-- Opening Marker --
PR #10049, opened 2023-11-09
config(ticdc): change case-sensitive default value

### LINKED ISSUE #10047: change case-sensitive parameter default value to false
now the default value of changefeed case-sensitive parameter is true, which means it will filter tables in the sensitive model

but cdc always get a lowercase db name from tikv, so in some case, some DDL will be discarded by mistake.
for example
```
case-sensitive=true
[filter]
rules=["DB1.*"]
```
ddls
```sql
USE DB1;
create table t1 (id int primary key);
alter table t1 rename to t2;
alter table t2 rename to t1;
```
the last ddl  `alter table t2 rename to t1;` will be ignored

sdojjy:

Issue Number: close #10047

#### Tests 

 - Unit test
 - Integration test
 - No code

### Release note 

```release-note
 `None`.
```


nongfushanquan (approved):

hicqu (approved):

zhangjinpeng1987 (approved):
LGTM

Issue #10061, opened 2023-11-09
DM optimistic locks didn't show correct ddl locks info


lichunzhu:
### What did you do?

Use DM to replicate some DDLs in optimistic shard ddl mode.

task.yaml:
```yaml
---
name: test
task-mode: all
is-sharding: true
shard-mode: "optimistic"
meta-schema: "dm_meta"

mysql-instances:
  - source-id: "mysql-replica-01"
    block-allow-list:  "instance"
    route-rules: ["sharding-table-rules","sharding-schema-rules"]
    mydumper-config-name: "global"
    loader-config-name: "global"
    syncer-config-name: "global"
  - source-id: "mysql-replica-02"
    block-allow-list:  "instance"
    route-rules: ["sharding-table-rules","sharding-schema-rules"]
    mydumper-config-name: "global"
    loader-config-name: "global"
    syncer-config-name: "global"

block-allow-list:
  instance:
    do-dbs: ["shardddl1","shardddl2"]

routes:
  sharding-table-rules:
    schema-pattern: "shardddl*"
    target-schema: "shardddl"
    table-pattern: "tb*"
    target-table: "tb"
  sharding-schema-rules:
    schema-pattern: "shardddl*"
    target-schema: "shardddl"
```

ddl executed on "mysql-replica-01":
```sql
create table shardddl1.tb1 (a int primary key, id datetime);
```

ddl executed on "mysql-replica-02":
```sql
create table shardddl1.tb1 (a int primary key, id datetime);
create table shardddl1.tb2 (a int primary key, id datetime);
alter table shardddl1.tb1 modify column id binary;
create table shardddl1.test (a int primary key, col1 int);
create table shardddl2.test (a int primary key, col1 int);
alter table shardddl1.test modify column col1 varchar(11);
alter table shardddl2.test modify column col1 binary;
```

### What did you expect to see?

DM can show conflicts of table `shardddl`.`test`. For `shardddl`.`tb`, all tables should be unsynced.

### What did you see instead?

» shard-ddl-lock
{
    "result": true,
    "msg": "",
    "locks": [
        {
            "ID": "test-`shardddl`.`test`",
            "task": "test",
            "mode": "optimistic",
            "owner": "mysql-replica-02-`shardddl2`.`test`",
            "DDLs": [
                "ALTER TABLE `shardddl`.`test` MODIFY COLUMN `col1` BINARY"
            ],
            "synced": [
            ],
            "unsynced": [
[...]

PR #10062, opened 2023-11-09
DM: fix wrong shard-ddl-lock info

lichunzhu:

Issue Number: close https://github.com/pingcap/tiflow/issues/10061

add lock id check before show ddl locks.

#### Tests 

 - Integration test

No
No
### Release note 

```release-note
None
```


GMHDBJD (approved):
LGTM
-- Closing Marker --
Sift through the material above and copy each line that holds "primary".

create table t1 (id int primary key);
create table shardddl1.tb1 (a int primary key, id datetime);
create table shardddl1.tb1 (a int primary key, id datetime);
create table shardddl1.tb2 (a int primary key, id datetime);
create table shardddl1.test (a int primary key, col1 int);
create table shardddl2.test (a int primary key, col1 int);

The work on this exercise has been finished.